Taking this as an example, the DCS function, acquisition module and output module are calculated, and then substituted into the PSA model of the power plant, the core failure probability can be lower than 10−04, which meets the requirements of the first-level PSA index of the power plant. Therefore, the established 12-month periodic test period meets the requirements.

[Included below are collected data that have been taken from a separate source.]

Issue #643, opened 2024-06-05
Some input fields are missing keyboard accessibility/convenience


owi92:
Many input fields in several modals can be "unfocused" with the `esc` and `enter` keys. However this isn't the case for every field since some of them are missing the necessary `onKeyDown` handlers.
This is the case for input fields in the modals for "add user", "add group", "add access policy" and "add theme" (but I'm sure there are others as well).
Fixing this would increase accessibility, convenience and coherence.

Edit: This came up in #619 and was probably also mentioned in serveral a11y related issues.

owi92:
Well so far I've only got a somewhat hacky feeling band-aid solution for this. That would be to add the following prop to every `<Field>` missing the keyboard functionality:
```
onKeyDown={(event: KeyboardEvent) => {
	if (event.key === "Enter" || event.key === "Escape") {
		(document.activeElement as HTMLInputElement).blur();
	}
}}
```
I would honestly prefer another solution but haven't got the time right now, so I'll unassign myself for now.

ziegenberg:
@owi92 Thx for reporting! :)

PR #733, opened 2024-06-24
Add keyboard keys to remove focus on input fields

dennis531:
Adds a keyboard event handler to remove the focus from input elements when the `esc` or `enter` key are pressed. This pull request is based on https://github.com/opencast/opencast-admin-interface/issues/643#issuecomment-2150046215.

Close https://github.com/opencast/opencast-admin-interface/issues/643

### DIFF
--- a/src/components/shared/Field.tsx
+++ b/src/components/shared/Field.tsx
@@ -9,7 +9,7 @@ export const Field = (props: FieldAttributes<any>) => {
     <FormikField
       {...props}
       onKeyDown={(event: KeyboardEvent) => {
-        // Remove focus
+        // Handler for basic html inputs to remove focus, if no custom component is passed
         if (event.key === "Enter" || event.key === "Escape") {
           (event.currentTarget as HTMLInputElement).blur();
         }
--- a/src/components/shared/Field.tsx
+++ b/src/components/shared/Field.tsx
@@ -1,0 +1,19 @@
+import { Field as FormikField } from "formik";
+import { FieldAttributes } from "formik/dist/Field";
+
+/**
+ * Wrapper for the Formik Fields
+ */
+export const Field = (props: FieldAttributes<any>) => {
+  return (
+    <FormikField
+      {...props}
+      onKeyDown={(event: KeyboardEvent) => {
+        // Remove focus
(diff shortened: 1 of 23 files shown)


dennis531:
> I don't understand the point of this pull request. There is already a key handler in RenderField.

This is true, but it doesn't apply to all field components, as not all of them have a component property. [In these cases, a simple HTML input will be used](https://formik.org/docs/api/field), which does not support Enter and ESC keys (at least in Firefox). For example, in the create user dialog, the RenderField or RenderMutlifield is not passed as component prop. 

To avoid redundant code, I created this wrapper that adds this key down handler to all Field components. If a component prop with value such as RenderField is passed, this handler will be ignored in the RenderField component.

src/components/shared/Field.tsx
```diff
@@ -0,0 +1,19 @@
+import { Field as FormikField } from "formik";
+import { FieldAttributes } from "formik/dist/Field";
+
+/**
+ * Wrapper for the Formik Fields
+ */
+export const Field = (props: FieldAttributes<any>) => {
```
lkiesow, line 7: How does this relate to
https://github.com/opencast/opencast-admin-interface/blob/172a3bf55585f8162a8ade14389507b18b7680c0/src/components/shared/wizard/RenderField.tsx#L38-L46

That seems to do something similar. Do they conflict? Should they be merged? Or is this just fine?

lkiesow:
Then, do we still need the code in `RenderField` at all?

dennis531:
> Then, do we still need the code in `RenderField` at all?

Yes, because the handler in `RenderField` manages the specific state of this component, which is different from the basic HTML input logik.

Arnei (approved):
While I can see developers accidentally importing the wrong Field component in the future, this does seem like the most reasonable solution to the given problem. Works and can be merged after the current merge conflicts are fixed imo.

Arnei:
For stuff like the "Add User" oder "Create group" modals, it might be better if the `enter` key worked more like the `tab` key in that pressing it would automatically focus the next field. Not something that needs to be changed by this PR, certainly, I'm just musing here. I also have not thought about all UX or a11y implications yet.

PR #734, opened 2024-06-24
 Modal does not have a focus trap #600 

### LINKED ISSUE #600: Modal does not have a focus trap
It should not be possible to reach elements outside of a modal with the tab key.

rlucke:
add focus trap to modals

fixes #600

### DIFF
--- a/src/components/configuration/partials/wizard/ThemeDetailsModal.tsx
+++ b/src/components/configuration/partials/wizard/ThemeDetailsModal.tsx
@@ -1,6 +1,7 @@
 import React from "react";
 import { useTranslation } from "react-i18next";
 import ThemeDetails from "./ThemeDetails";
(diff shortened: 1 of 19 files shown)


Arnei (changes requested):
From my testing this seems to generally work, but there still are some problems. Below is an assortment of observations. Testing done with Firefox 121.

I can escape the trap if I press tab before the modal has finished loading, but that should not constitute a common scenario.

I can escape the "Start Task" modal if i mash tab for long enough. Same with "Recording Details" modal. There might be more, I did not go through all of them.

If anything this PR goes to show that we really want our own Modal wrapper component thingy :D

Out of interest, why did you choose to implement the focus trap yourself instead of using a library like focus-trap-react?

Arnei:
This has not seen work in quite some time, closing it in favor of #1339

Issue #625, opened 2024-06-05
Einbettungscode Dialog a11y issues


rlucke:
- dimension buttons cannot be accessed with the keyboard
- screen reader reads out the table underneath the modal
- Focusing after pressing the copy button causes the screen reader to read out the embed code and does not give the feedback that the code has been copied to the clipboard -> feedback should be in a live area
- is there a good reason why the embed code is in a textarea?

dennis531:
> * Focusing after pressing the copy button causes the screen reader to read out the embed code and does not give the feedback that the code has been copied to the clipboard -> feedback should be in a live area

Still open, as I didn't know how to solve this problem without hacks.

Arnei:
All issues should be fixed now

PR #735, opened 2024-06-24
Improve accessablility in embeded code dialog

dennis531:
Changes:
- Add tab navigation through size buttons
- Wrap status message in live area to support screen readers

Related #625


dennis531:
Thank you for the detailed explanation! 

I didn't consider the better solution with the buttons. 

I wasn't sure about the roles, as the [Mozilla documentation](https://developer.mozilla.org/en-US/docs/Web/Accessibility/ARIA/Roles/alert_role) states that this role should only be used sparingly. 

I am closing this issue, as it was solved with #736.

PR #737, opened 2024-06-25
Hide type and flavor of add asset items

wsmirnow:
To be consistent, the Add-Asset dialog shouldn't show the type and flavor of the items, same as Add-event dialog.

Before:
image

After:
image

The new event summary page should also hide the asset type and flavor.

Before:
new-event-summary-before

After:
image


Arnei (approved):
Makes sense to me!

Issue #409, opened 2024-05-22
UI seems to ignore some configs


jduehring:
I stumbled upon two config changes that are working on the old admin-ui but seem to have no impact with the new one. 

1. When publishing to an additional publication channel, lets say with the name "LMS-Download", then after editing `/listproviders/publication.channels.properties` to list and name the publication channels the name does not show up and the order is ignored as well.  Instead only "Custom" is shown. 

Old Admin-UI: 
![image](https://github.com/opencast/opencast-admin-interface/assets/32971521/66a96986-d829-4086-8883-093ce44c1ead)

New: 
![image](https://github.com/opencast/opencast-admin-interface/assets/32971521/10171bce-5619-4f3e-b66b-9263dcb50dab)

2. Same for `/listproviders/acl.default.create.properties` : 
Changing `#keep_on_template_switch_role_prefixes=ROLE_USER_
` works with the old UI but not with the new one. 

I haven't yet confirmed if this affects everything in `/listproviders` .

PR #738, opened 2024-06-25
Respect publication channels listprovider more

Arnei:
While we were already getting information on publications from the respective listprovider for the event details, we were not putting all of it to use, for example ordering. Also, the event table did not have access to this information at all. This should fix that.

Helps with #409.

Screenshots, as the effects are rather unnoticeable without making changes to the listprovider.
Bildschirmfoto vom 2024-06-25 12-29-25
Bildschirmfoto vom 2024-06-25 12-29-41

This PR over in the main repository may also be of interest: https://github.com/opencast/opencast/pull/5956


snoesberger:
I have tested this PR on our side with an Annotation Tool publication. Now the name is displayed correctly in the publications (before it was just named "Custom"): 
grafik

gregorydlogan:
@Arnei build correctly fails due to tab character ;)

owi92 (approved):
Code looks reasonable. I haven't done any testing because I don't know my way around the listprovider.
But since Sascha has done so, I think this should be fine to merge.

PR #740, opened 2024-06-25
Hide tooltip on hover

### LINKED ISSUE #722: Tooltip for main menu items covers other main menu item
If I am hovering "Systems", but then decide I want to go to "Capture" after all, I
- Need to know it is there, as the tooltip is hiding the icon
- Need to make the tooltip go away to be able to click on the icon (clicking on the tooltip does the same as clicking on the item it belongs to)

Bildschirmfoto vom 2024-06-20 15-34-00

dennis531:
Close #722

### DIFF
--- a/src/components/shared/MainNav.tsx
+++ b/src/components/shared/MainNav.tsx
@@ -241,14 +241,14 @@ const MainNav = ({
 							{hasAccess("ROLE_UI_NAV_RECORDINGS_VIEW", user) &&
 								(hasAccess("ROLE_UI_EVENTS_VIEW", user) ? (
 									<Link to="/events/events" onClick={() => loadEvents()}>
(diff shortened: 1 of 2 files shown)


Arnei:
Might not be the best way to go about this. In the editor, tooltips explicitly do not disappear even if you click on them, allowing you to mark the contents. Iirc this was done for usability and accessibility reasons which should also be important to us here in the admin ui.

lkiesow (changes requested):
-1 to this solution. Having non-interactive tooltips is bad for accessibility. In particular, trying to use this in combination with screen magnifications is bad. A simple alternative solution for #722 would be `placement='right'`.

dennis531:
Thanks for the suggestion. The main navigation tooltips are placed on the right side. I hope this improves the usability.

lkiesow:
Looks good

PR #357, opened 2021-10-16
editor_main: improve gamemodestopper

srslyyyy:
- Replaced bound element to predefined resourceRoot
- Used startedResource from parameters instead of method call getThisResource()
- Loop isn't called anymore when resource can't stop other resources (missing perms)
- Also it's no longer in it's scope (perm check)
- Replaced ipairs with better equivalent
- Improved readability

### DIFF
--- a/[editor]/editor_main/gamemodestopper.lua
+++ b/[editor]/editor_main/gamemodestopper.lua
@@ -1,5 +1,5 @@
 function isResourceRunning(res)
-	return getResourceState(res)=="running"
+	return getResourceState(res) == "running"
 end
 
 function isGamemode(res)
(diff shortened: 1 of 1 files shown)


[editor]/editor_main/gamemodestopper.lua
```diff
@@ -10,17 +10,28 @@ function isMap(res)
...
-				if hasObjectPermissionTo(getThisResource(), "function.stopResource") then
-					stopResource(resource)
-				else
-					outputDebugString("Editor: Unable to stop running gamemodes (no access to function.stopResource)")
-					return
-				end
+function onResourceStart(startedResource)
+	local stopPermission = hasObjectPermissionTo(startedResource, "function.stopResource")
+
+	if not stopPermission then
```
Comment (jlillis) [inline [editor]/editor_main/gamemodestopper.lua:16]: This could be shortened to `if not hasObjectPermissionTo(startedResource, "function.stopResource") then` rather than allocating a variable only used once. At least, that would be my style preference. It's not a blocker in my opinion.

[editor]/editor_main/gamemodestopper.lua
```diff
@@ -10,17 +10,28 @@ function isMap(res)
...
+		return false
+	end
+
+	local resourcesTable = getResources()
+
+	for resourceID = 1, #resourcesTable do
+		local resourceElement = resourcesTable[resourceID]
+		local resourceRunning = isResourceRunning(resourceElement)
+
+		if resourceRunning then
```
Comment (jlillis) [inline [editor]/editor_main/gamemodestopper.lua:28]: Same as above - `if isResourceRunning(resourceElement) then`

jlillis (approved):
Requested changed minor and optional - I think this is good to merge in a few days as-is if nobody else has blocking comments.

srslyyyy:
@jlillis done.

PR #364, opened 2021-11-02
enhancement: joinquit settings support + code refactor

itslewiswatson:
This PR introduces some quality of life improvements to the `joinquit` resource, as well as some basic enhancements:
- Moved the script server-side
- Added `*showColorCodes` setting which accepts a boolean value
- Added `*defaultColor` setting which accepts an RGB input, and controls what color to output the message text in
- Removed anonymous functions 
- Removed redundant support for alpha values which weren't present in hex code so I'm not sure why we used them
- Resource listens for settings changes
- Moved a few pieces of functionality into functions, namely `getDefaultColor` (which has a fallback now) and `getHexFriendlyNick` which makes the `outputChatBox` calls read nicer

### DIFF
--- a/[gameplay]/joinquit/joinquit.lua
+++ b/[gameplay]/joinquit/joinquit.lua
@@ -1,59 +1,65 @@
-local showColorCodes = true; 		-- Shows player's names colorcoded if set to true, and if set to false it doesn't
-local defaultHexCode = "#4E5768"; 	-- Hex code for what color to output messages in (only used if showColorCodes is true)
+local resourceName = (Resource.getThis()).name
+local settingPrefix = ("*%s."):format(resourceName)
 
+local showColorCodes = get("showColorCodes") == "true" 	-- Shows player"s names colorcoded if set to true, and if set to false it doesn"t
+local defaultColor = get("defaultColor")				-- Hex code for what color to output messages in (only used if showColorCodes is true)
+local fallbackHexCode = "#4E5768"						-- Fallback hex code for incorrectly input settings values
+
+function reloadSettings(settingName)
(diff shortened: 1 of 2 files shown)


srslyyyy:
> Refactored to use OOP

Don't get me wrong but OOP is mistake in MTA, i would avoid it at any cost, unless you can't do some code without it.
It's horrible in performance, and simply enabling it in meta would cause increased memory/cpu usage.
obraz

itslewiswatson:
Regardless of the perceived efficiency, it is simply much easier for most people to read and write object-oriented code. Which is frankly more important than micro-efficiencies and premature optimizations, especially for a project of this magnitude. Writing it this way means it is more accessible to more people, and much easier for people like me who context-switch a lot.

I doubt the overhead of OOP degrades performance by such a margin that could be reasonably referred to as "horrible". If you have serious concerns about my code using OOP, please raise them here. Otherwise I fear this is off-topic, but feel free to open an issue and we could discuss OOP usage in this repo potentially.

srslyyyy:
**most people to read and write object-oriented code**
Most of people uses POP, i can tell you that by observing scripting help channels from many years.
Anyways it's up to you, i just suggested refraining by using it :)

Dutchman101:
@itslewiswatson There is no clear coding guidelines yet, but we won't accept this PR if it uses OOP.. performance hit can be ~ 20% additional load

itslewiswatson:
@Dutchman101 the PR uses good old-fashioned procedural now

jlillis (approved):

ArranTuna (approved):

PR #367, opened 2021-11-03
deathpickups: some improvements

srslyyyy:
- Fixed pickup event handler (the code never passed through matchingDimension check because it was always nil).
- get methods are now called just on script init & when certain setting changes in resource.
- Improved readability & optimisation.

### DIFF
--- a/[gameplay]/deathpickups/deathpickups.lua
+++ b/[gameplay]/deathpickups/deathpickups.lua
@@ -4,9 +4,7 @@ local onlyCurrentWeapon = get("only_current")
 local dropRadius = get("radius")
 
 local function destroyDeathPickup(pickupElement)
-	local validPickup = isElement(pickupElement)
-
-	if validPickup then
+	if isElement(pickupElement) then
 		destroyElement(pickupElement)
 	end
 end
@@ -28,11 +26,7 @@ end
 
 function onDeathPickupHit(playerElement)
 	cancelEvent()
-
-	local weaponID = getPickupWeapon(source)
-	local weaponAmmo = getPickupAmmo(source)
-
-	giveWeapon(playerElement, weaponID, weaponAmmo, false)
+	giveWeapon(playerElement, getPickupWeapon(source), getPickupAmmo(source), false)
 	destroyDeathPickup(source)
 end
 addEventHandler("onPickupHit", resourceRoot, onDeathPickupHit)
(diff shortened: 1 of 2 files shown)


[gameplay]/deathpickups/deathpickups.lua
```diff
@@ -1,60 +1,109 @@
...
-		giveWeapon ( player, weapid, weapammo, false )
+local pickupTimers = {}
+local expireTime = get("timeout")
+local onlyCurrentWeapon = get("only_current")
+local dropRadius = get("radius")
+
+local function destroyDeathPickup(pickupElement)
+	local validPickup = isElement(pickupElement)
+
+	if validPickup then
```
Comment (jlillis) [inline [gameplay]/deathpickups/deathpickups.lua:9]: Can be shortened to `if isElement(validPickup) then`.

[gameplay]/deathpickups/deathpickups.lua
```diff
@@ -1,60 +1,109 @@
...
 end
 
-local function destroyDeathPickup ( pickup )
-	timers[pickup] = nil
-	removeEventHandler ( "onPickupHit", pickup, onDeathPickupHit )
-	destroyElement ( pickup )
+local function dropAllWeapons(posX, posY, posZ, droppedWeapons)
+	local weaponsCount = #droppedWeapons
+
+	for wID = 1, weaponsCount do
```
Comment (jlillis) [inline [gameplay]/deathpickups/deathpickups.lua:17]: Same as above, remove variable `weaponsCount` and just use `#droppedWeapons`

[gameplay]/deathpickups/deathpickups.lua
```diff
@@ -1,60 +1,109 @@
...
+	end
+end
+
+function onDeathPickupHit(playerElement)
+	cancelEvent()
+
+	local weaponID = getPickupWeapon(source)
+	local weaponAmmo = getPickupAmmo(source)
+
+	giveWeapon(playerElement, weaponID, weaponAmmo, false)
```
Comment (jlillis) [inline [gameplay]/deathpickups/deathpickups.lua:35]: Again, can be shortened by just using `getPickupWeapon(source)` and `getPickupAmmo(source)` rather than temporary variables.

jlillis (approved):
Looks good overall. Use of temporary variables makes this script longer than it needs to be, but perhaps more readable. Changes requested are minor and optional. Ready for merge later this week absent any other blocking comments.

[gameplay]/deathpickups/deathpickups.lua
Comment (srslyyyy) [reply [gameplay]/deathpickups/deathpickups.lua:17]: This is used below, so it's good to have it in variable instead of calling length check again.

Issue #365, opened 2021-11-02
Process initial Lua linter results & tweak its config


Dutchman101:
Lua linter from PR #354 (merged) will mostly be used to hint PR authors about potential mistakes & check off warnings before proceeding. But we also have some interesting results from the [initial scan](https://github.com/multitheftauto/mtasa-resources/runs/4078718561) of our entire repository.

Tasks:
* Identify the most common false positive warning types (due to MTA's Lua stack) so we can add more ignore rules, even after the last one we added: 7c135ae - the below warning log file will be helpful for this
* Triage the warning log to identify and fix issues with official resources in mtasa-resources
Warning log: [https://pastebin.mtasa.com/999998690](https://pastebin.mtasa.com/999998690) or see attached .txt file: [LuaLinter_results.txt](https://github.com/multitheftauto/mtasa-resources/files/7460010/LuaLinter_results.txt)

To work from: [Repository tree (version: 7c135ae)](https://github.com/multitheftauto/mtasa-resources/tree/7c135ae7970c4e6edc7adbe3c3a469340c0fd04d) to keep this log relevant for a while

Any help with either points will be appreciated. Especially skimming through warnings on our existing scripts and checking if they identified real problems, is time-consuming. If you have any candidates to be added to the ignore list, please comment them.

For a list of warning ID's and types see [luacheck/warnings.rst](https://github.com/mpeterv/luacheck/blob/master/docsrc/warnings.rst)

Disinterpreter:
In addertum to D101. All linters and static analysises not ideal.

So we recommend to listen them, but don't trust if the situation allows.

If you see the luacheck wrong in a specific situation, please use: https://luacheck.readthedocs.io/en/stable/inline.html?highlight=ignore#inline-options

Dutchman101:
> So we recommend listen to them, but don't trust if the situation allows

yes, that's why i said: skimming through warnings on our existing scripts and _checking if they identified real problems_, all static analyzer output requires manual checking as most of them are false positive/not relevant

iDannz1:
I've been checking for some time and so far i havent found any real problem... and IMHO we could add id `213` - `(unused loop variable)`, and maybe all `shadowing` warnings (`421`, `422`, `423`, `431`, `432`, `433`) to the ignore list.

iDannz1:
[...]

PR #368, opened 2021-11-04
acpanel: linter warning fix

ricksterhd123:
Fixed linter warnings for acpanel, not tested in-game yet.

### DIFF
--- a/[admin]/acpanel/s_img_mod.lua
+++ b/[admin]/acpanel/s_img_mod.lua
@@ -45,13 +45,13 @@ addEventHandler ( "onResourceStart", resourceRoot,
 function isImgModBlocked( name )
 	local defText = getBlockDefText()
 
-	local type = getPanelSetting( "blockmods.type" )
+	getPanelSetting( "blockmods.type" )
 	--outputDebug( "Checking " .. name .. " against type " .. tostring(type) )
 	--outputDebug( tostring(defText) )
 
 	local lineList = split(defText,"\n")
 	for _,line in ipairs(lineList) do
-		local line = string.gsub(line, "\r", "")
+		line = string.gsub(line, "\r", "")
 		--outputDebug( "Checking " .. name .. " against line " .. tostring(line) )
 		if line == "*" or string.find(name,line) then
 			return true
--- a/[admin]/acpanel/_common.lua
+++ b/[admin]/acpanel/_common.lua
@@ -35,7 +35,7 @@ function table.find(t, ...)
 		value = nil
 	end
 	for k,v in pairs(t) do
-		for i,index in ipairs(args) do
+		for _,index in ipairs(args) do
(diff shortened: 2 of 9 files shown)


Disinterpreter:
```
label1
label2
label3
```
Someone in the past didn't think about variables' name, should we set the another names?

iDannz1:
🤗 Well, thank you for this PR, but im not sure if we should start fixing lint warnings before we decide 100% about which rules we will use.... (see #365)

ricksterhd123:
I had that in mind, I thought it was be good used as reference until it was figured out. The issues in here were mainly unused variables or redeclaring previously declared variables.

Ricky
________________________________

ricksterhd123:
Proceed however you wish, it was originally a draft. If you feel it should be closed until #365 is resolved then go ahead. I'll be back ;)

Ricky
________________________________

iDannz1:
I mean, there are some chances we will end up removing or adding some new rule, and that might make you have to go back and re-edit this PR, but anyway, i believe the final answer should be yours, if you dont see any problem with that, i dont think you need to close, your time is yours 😁

Dutchman101:
@iDannz1 principally there is no problem with having PR's like this one, #365 is only meant to optimize the workflow against false positives _for ourselves_ (when it come to the linting when PR's with new features are submitted) and not to set any sort of style/coding guidelines

patrikjuvonen:
I think in general we want to apply automatic formatting and linting fixes, not focus on that stuff too much manually.

Dutchman101:
> I think in general we want to apply automatic formatting and linting fixes, not focus on that stuff too much manually.

yeah, that's also a good idea to look into as soon the linter config has been optimized for MTA's Lua stack (so that it only fishes out things with a high probability to indicate a real flaw or subpar coding conventions used), of course depending on how much we can adapt this linter for purposes like that and maybe also coding style enforcement once we got our guidelines in order as well. I will copy this feedback over.

ricksterhd123:
All the issues within this resource are mainly due to bad coding practices. I would argue that unused index in for loop could be ignored based on preference.

Ricky
________________________________

jlillis:
I think this sort of PR should wait until after discussion in #365 is concluded.

[admin]/acpanel/s_img_mod.lua
```diff
@@ -45,13 +45,13 @@ addEventHandler ( "onResourceStart", resourceRoot,
 function isImgModBlocked( name )
 	local defText = getBlockDefText()
 
-	local type = getPanelSetting( "blockmods.type" )
+	getPanelSetting( "blockmods.type" )
```
Comment (ArranTuna) [inline [admin]/acpanel/s_img_mod.lua:48]: If type was unused then surely this function call is redundant?

ArranTuna:
These changes have already been fixed or the warnings suppressed.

5 Calculation Process of Periodic Test Interval of Safety I&C System

According to the above typical functions and equipment analysis conclusion, the typical flow chart of the periodic test cycle calculation of the safety level I&C system based on the equipment reliability and PSA index of the power plant is as follows, which is divided into eight steps, specifically as follows:

  1. 1)

    Step 1: Determine the system structure, signal transmission mode and other information according to the overall design scheme of DCS, and analyze the implementation scheme of the security-level I&C system based on diversity design, redundancy design and single fault criterion;

  2. 2)

    Second step: function analysis, including protection system function grouping, topology, DCS implementation hardware, signal transmission path and voting logic, etc.;

  3. 3)

    Third, on the basis of complete functional analysis, develop fault mode analysis (FMEA) of DCS equipment. Fault mode analysis refers to the analysis of the system unavailability under the condition of a single hardware failure;

  4. 4)

    The fourth step is to determine the equipment failure mode and failure efficiency;

  5. 5)

    The fifth step is to establish the DCS reliability model based on FMEA and on the basis of the reliability modeling method research.

  6. 6)

    The sixth step is to analyze and debug the model and modify the situation that does not conform to the reality;

  7. 7)

    The seventh step is to calculate the reliability data of the model and analyze whether the data meet the requirements of regulations and contracts;

  8. 8)

    The eighth step is iterative design to analyze whether the current periodic test cycle can meet the reliability target requirements of the I&C system and PSA index requirements (Fig. 6).

Fig. 6.
figure 6

Calculation flow chart of periodic testing interval of safety I&C system

6 Conclusion

Improving the reliability of the safety level I&C system plays an important role in the reliability of the whole nuclear power plant. In the traditional sense, the reliability of the system is only improved by improving the reliability of the equipment (such as design process, redundancy, manufacturing process, etc.). With the popularization of digital technology, self-diagnosis and periodic test are also important means to improve reliability. Based on this, this paper combined with PSA technology, carried out theoretical calculation of periodic test period, quantitatively analyzed the test period from the perspective of core melting and radioactive release in the whole plant, and gave a typical calculation. On this basis, a set of periodic test interval calculation method of safety level I&C system based on PSA is proposed, which provides beneficial exploration and supplement for similar engineering practice.